Connecticut’s judges are continuing to push for their first raise in six years, despite a growing state budget deficit, noting that most state employees will see their compensation rise next fiscal year.
The judges found supporters this week both from the state’s business lobby and its bar association, which argued that a increasingly non-competitive pay would weaken the state’s judiciary in the long-term.
“The question is a question of fairness,” Judge Richard Arnold, president of the Connecticut Judges Association, said Tuesday. “We don’t want to be at the bottom of the barrel,” he said.
Superior Court judges here earn $146,780 per year. According to an analysis prepared by the National Center for State Courts, that ranks 45th among all states once adjusted for inflation.

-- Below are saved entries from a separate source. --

PR #2437, opened 2020-07-24
SJ - Epic User Validation

Stuart-Johnson:
Checking for the bad state of a project role selected for epic access, but who does not have actual epic rights, as shown through epic user validation.

[#170389425]

https://www.pivotaltracker.com/story/show/170389425


app/assets/stylesheets/protocols.scss
```diff
@@ -62,3 +62,7 @@
 /// Dashboard ///
 /////////////////
 
+#epic_rights_error_alert {
```
kayla-glick, line 65: This is cosmetic but you should be able to use bootstrap padding and margin classes instead of using a stylesheet

Stuart-Johnson: Unfortunately not really. Those only have preset sizing, none of which are correct for this situation. So unless I create a whole new entry into the variables for sizing for just this one thing, I have to use custom css (at least for the padding)

PR #2456, opened 2020-08-13
Jl - Research Quantity Reset

jleonardw9:
https://www.pivotaltracker.com/n/projects/1918597/stories/165912000


jleonardw9:
Talked to Wenjun and this whole feature is going to refactored. So this PR is no longer needed.

PR #2464, opened 2020-08-24
Jl - Protocol Update Cwf Api Bug

jleonardw9:
https://www.pivotaltracker.com/n/projects/1918597/stories/174477913

We don't need to add a protocol to the delayed job queue if it does not have any requests or fulfillment protocols.

### DIFF
--- a/app/jobs/remote_service_notifier_job.rb
+++ b/app/jobs/remote_service_notifier_job.rb
@@ -25,9 +25,16 @@ class RemoteServiceNotifierJob < Struct.new(:object_id, :object_class, :action)
 
   def self.enqueue(object_id, object_class, action)
     job = new(object_id, object_class, action)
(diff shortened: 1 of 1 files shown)


app/jobs/remote_service_notifier_job.rb
```diff
@@ -25,8 +25,18 @@ class RemoteServiceNotifierError < StandardError
 
   def self.enqueue(object_id, object_class, action)
     job = new(object_id, object_class, action)
+    should_queue = true
 
-    Delayed::Job.enqueue job, queue: 'remote_service_notifier'
+    if ((object_class == 'Study') || (object_class == 'Project'))
```
kayla-glick, line 30: Could you add a brief comment into the code for documentation in case someone stumbles on this in the future?

PR #2466, opened 2020-08-25
SAW - OnCore Study Minimum Footprint Push

SamWord:
[#171334725](https://www.pivotaltracker.com/story/show/171334725) (see story for full OnCore API specification documents)

Created an OnCore REST interface to push the minimum fields required to create a protocol in OnCore. The button to push from SPARC to OnCore is only displayed on studies in the dashboard to users who are listed in the `oncore_endpoint_access` setting if OnCore functionality is turned on. On a successful push, a flash message appears to say the study has been successfully pushed. If the protocol could not be created in SPARC, a Sweet Alert message appears saying the protocol could not be displayed and shows the response error code and message.

.env changes:

- `oncore_client_id=client_id_from_oncore` This needs to be set to the client ID that is generated by OnCore
- `oncore_client_secret=client_secret_from_oncore` This needs to be set to the client secret generated by OnCore. Since this is supposed to be a secure secret, I decided it would be better to store this as a .env variable instead of a setting in the database. Neither `oncore_client_id` or `oncore_client_secret` need to be set for institutions not using OnCore.

New setting:

- `oncore_api` should be set to the base URL of the OnCore instance for MUSC (or your institution).
- `oncore_default_department` Default OnCore field value for Primary PI's department if they don't have one.
- `oncore_default_library` Default OnCore field value for Library since nothing like this exists in SPARC.
- `oncore_default_organizational_unit` Default OnCore field value for Organizational Unit.
- `oncore_default_protocol_type` Default OnCore field value for Protocol Type.

Finally, I moved all of the spec REST request stubs that I could find to webmock.rb for organization.

Minimum footprint mapping from OnCore to SPARC:
image

### DIFF
--- a/app/lib/oncore_protocol.rb
+++ b/app/lib/oncore_protocol.rb
@@ -53,7 +53,7 @@ class OncoreProtocol
                                   protocolType: self.protocol_type
                                 })
     else
-      auth_response
+      return auth_response
     end
   end
 
@@ -66,10 +66,9 @@ class OncoreProtocol
                                 grant_type: 'client_credentials'
                               })
     if response.success?
-      token = response['access_token']
-      self.auth = "Bearer " + token
-    else
-      response
+      self.auth = "Bearer " + JSON.parse(response)['access_token']
     end
+
+    return response
   end
 end
--- a/app/lib/oncore_protocol.rb
+++ b/app/lib/oncore_protocol.rb
@@ -30,7 +30,7 @@ class OncoreProtocol
     self.title               = study.title
     self.short_title         = study.short_title
     self.library             = Setting.get_value("oncore_default_library")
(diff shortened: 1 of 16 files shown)


app/lib/oncore_protocol.rb
```diff
@@ -0,0 +1,74 @@
...
+  include HTTParty
+  base_uri Setting.get_value('oncore_api')
+
+  attr_accessor :auth, :protocol_no, :title, :short_title, :library, :department, :organizational_unit, :protocol_type
+
+  def initialize(study)
+    self.protocol_no         = "STUDY#{study.id}"
+    self.title               = study.title
+    self.short_title         = study.short_title
+    self.library             = "Non-Oncology" #default
```
kayla-glick, line 31: We should probably make the default library, organizational_unit, and protocol_type configurable. Otherwise everything else looks good to me.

Connecticut’s Appellate Court judges earn $152,637, while Supreme Court justices earn $162,520. Rankings adjusted for regional cost-of-living factors were not available for those higher-level courts.

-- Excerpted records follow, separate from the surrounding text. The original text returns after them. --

PR #2512, opened 2020-09-25
SAW - Changed Epic Root for component4

SamWord:
[#174910577](https://www.pivotaltracker.com/story/show/174910577)

Changed `epic_study_root` setting to `epic_study_rsh_root` with a value of 1.2.5.2.3.4. A migration was added to update this setting. This root is no longer used in component4 segments.

Also added a setting for `epic_study_prl_root` with a value of 3.2.4.4.5 used in component4 segments of the SOAP messages sent to Epic.

### DIFF
--- a/config/defaults.json
+++ b/config/defaults.json
@@ -160,10 +160,20 @@
     "parent_value":   "true"
   },
   {
-    "key":            "epic_study_root",
-    "value":          "1.2.3.4",
-    "friendly_name":  "Epic Study Root",
+    "key":            "epic_study_rsh_root",
+    "value":          "1.2.5.2.3.4",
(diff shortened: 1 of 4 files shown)


amcates:
Looks good from a code stand point.  Once the specs are fixed I will deploy to -d

amcates:
@SamWord Will this also create the new setting in the DB or does that need to be done manually.  If manually, we need a migration.

SamWord:
@amcates I double checked with @Stuart-Johnson and he said it's fine as long as we run `rake data:import settings`.

Stuart-Johnson (approved):

PR #2727, opened 2021-07-08
Update SSR status right after SR submission while keeping email 

ying-pbrc:
…notifications in delayed job

PT:  https://www.pivotaltracker.com/n/projects/1918597/stories/178544502

Currently, when submit a service request on Step 5, the SSR status does not change until delayed job is finished; this could cause issue when delayed job is down. This change provides a solution to resolve the issue. 

Note that notifications to users and service providers are already being processed in the delayed_job:
https://github.com/sparc-request/sparc-request/blob/535895031ca9a5af30170ce0fabb7efa835046ba/app/lib/notifier_logic.rb#L136, 
https://github.com/sparc-request/sparc-request/blob/535895031ca9a5af30170ce0fabb7efa835046ba/app/lib/notifier_logic.rb#L138,
https://github.com/sparc-request/sparc-request/blob/535895031ca9a5af30170ce0fabb7efa835046ba/app/lib/notifier_logic.rb#L153.


Stuart-Johnson:
@ying-pbrc It looks like you have a spec failure related to this change.

ying-pbrc:
@Stuart-Johnson I will take a look.

Stuart-Johnson (approved):

PR #2744, opened 2021-08-09
SAW - move_service Rake Task Bug Fixes

SamWord:
[#176718864](https://www.pivotaltracker.com/story/show/176718864)

Fixed undefined variable and wrong number of [arguments errors](https://stackoverflow.com/questions/29963569/rails-upgrade-wrong-number-of-arguments-2-for-1-for-assign-attributes/29963822) preventing rake task from running and added more informative puts. Before this PR there were no puts statements indicating that any data was updated.


Stuart-Johnson (approved):
This looks good overall, I feel like Wenjun taking a close look at the results is going to be the best review XD

PR #2925, opened 2022-07-21
Add configurable demographics attributes to profile

ying-pbrc:
See details in PT: https://www.pivotaltracker.com/n/projects/1918597/stories/182491420

- New setting: displayed_demographics_fields
- Add permissible values for 'age_group', 'ethnicity', 'gender', and 'race' caetgories.
- Run  rake data:import_settings to add new setting and rake import_permissible_values to add new permissible values.


app/models/identity.rb
```diff
@@ -73,7 +73,10 @@ class Identity < ApplicationRecord
   has_many :protocol_service_requests, through: :protocols, source: :service_requests
   has_many :studies, -> { where("protocols.type = 'Study'")}, through: :project_roles, source: :protocol
 
-  cattr_accessor :current_user
```
amcates, line 76: Any reason this was removed?

ying-pbrc: @amcates that was not intentional, I will add it back then re-push to my pull request.

app/models/identity.rb
```diff
@@ -84,8 +88,9 @@ class Identity < ApplicationRecord
 
   validates :ldap_uid, uniqueness: {case_sensitive: false}, presence: true
   validates :orcid, format: { with: /\A([0-9]{4}-){3}[0-9]{3}[0-9X]\z/ }, allow_blank: true
+  # personal demographics are only required on Edit Profile page
+  validate :validate_demographics, if: Proc.new { |i| i.id == i.updater_id && i.sign_in_count > 0 }
 
-  # validates_presence_of :reason, if: :new_record?
```
amcates, line 88: Didn't notice this one earlier.  Was this also removed on purpose?

ying-pbrc: yes, it was. It was already commented out, so I deleted it. I will add it back for the record.

amcates:
@ying-pbrc Can you look in to this and resolve the conflict?  Looks like you have different permissible values.  I'm not sure which should stay in the code base.  Thanks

Chief Justice Chase T. Rogers has proposed boosting all judges’ pay by 5.5 percent in each of the next three fiscal years.
The last pay increases for judges were approved in 2004. That measure ordered annual increases of 5.5 percent effective Jan. 1 of 2005, 2006 and 2007. Legislative pay last increased in 2001.
But Arnold and others who testified Tuesday before a state panel studying judges’ pay noted that salaries for managers and other executives, both in the Legislative and Executive Branches, rose steadily most years over the past decade.
Much of state government currently is in the second year of a two-year wage freeze. That was one component in a larger wage-and-benefit concession deal ratified by unionized state employees in August 2011. The legislature and Gov. Dannel P. Malloy extended the terms of that agreement to non-union workers as well.
But Arnold told the Commission on Judicial Compensation that judges also have been subjected to the health care and retirement benefit restrictions in the concession package.
“Judges receive no seat at the bargaining table,” he said, adding that “for judges, the negotiations we have not been a part of, only have a downside.”
Arnold, whose association represents 238 judges, also argued that the job — which already brings a lot of stress — has gotten more demanding over the past decade.
“They don’t tell you about the additional hours spent at home in the evenings and on weekends” writing decisions or jury instructions, he said. “… The media beats on us. The public beats on us.”
Judges face increased responsibilities for monitoring domestic violence and anger management counseling, substance-abuse treatment programs and other services as the state tries to rehabilitate more offenders in communities rather than in prisons.
“You have to be part psychologist, part social worker, part psychiatrist and part spiritual counselor,” Arnold said.
State finances are projected to be running $365 million in deficit in the current fiscal year — a shortfall of about 2 percent of the general fund operating budget.
But the gap grows to 6 percent, falling between $1.1 billion and $1.2 billion, for the next budget, which starts July 1, 2013.
Still, compensation commission members observed that the deficit forecast for the coming fiscal year assumes a more than 4 percent increase in compensation for state workers.
Most unions which approved the compensation package are slated to receive a 3 percent across-the-board salary increase next year. Some employees also may be in line for additional funds as they are promoted or receive added responsibilities.
“We do think it is critically important that we do have a judiciary that is seen as necessary, that is seen as strong and well-functioning,” said John Rathgeber, president of the Connecticut Business and Industry Association, who questioned whether the current pay is suffcient to attract a pool of qualified judges.
Mario Borelli, former president of the Connecticut Hispanic Bar Association, read a statement endorsed by his group as well as by associations representing African-American and Asian-American lawyers.
State judges need adequate pay “to ensure that our government operates effectively and to encourage diverse candidates of the highest caliber,” he said, adding that a survey conducted by the association’s lawyers who decided against pursuing a judicial appointment “cited low pay as one of the main obstacles.”
Attorney Timothy Fisher, who chairs the study panel that must issue a recommendation to the legislature next month, said these concerns were echoed by two recruiters who assist law firms in retaining talent.
They said medium-sized, “high quality” firms that employ 50 attorneys or fewer tend to pay those with 15-20 years of experience — a level comparable for many judge candidates — between $150,000 and $200,000 per year.
For medium-sized companies looking to hire in-house counsel, the pay usually ranges from $200,000 to $250,000, plus bonuses and stock options, Fisher said.
Robert Bello, chairman of the Judicial Selection Commission, said his group –which must pre-approve any candidate the governor nominates to become a judge — currently has authorized more than 220 people for consideration as vacancies are filled.
But Bello said that while this is a qualified, diverse group, it is difficult to say whether low pay is discouraging more people from applying to become a judge — since the commission doesn’t have a way of tracking those who choose not to submit their names.
“We have the best judiciary in the country,” he said, adding that, in his opinion, state judges merit a raise. “There is no question about it.”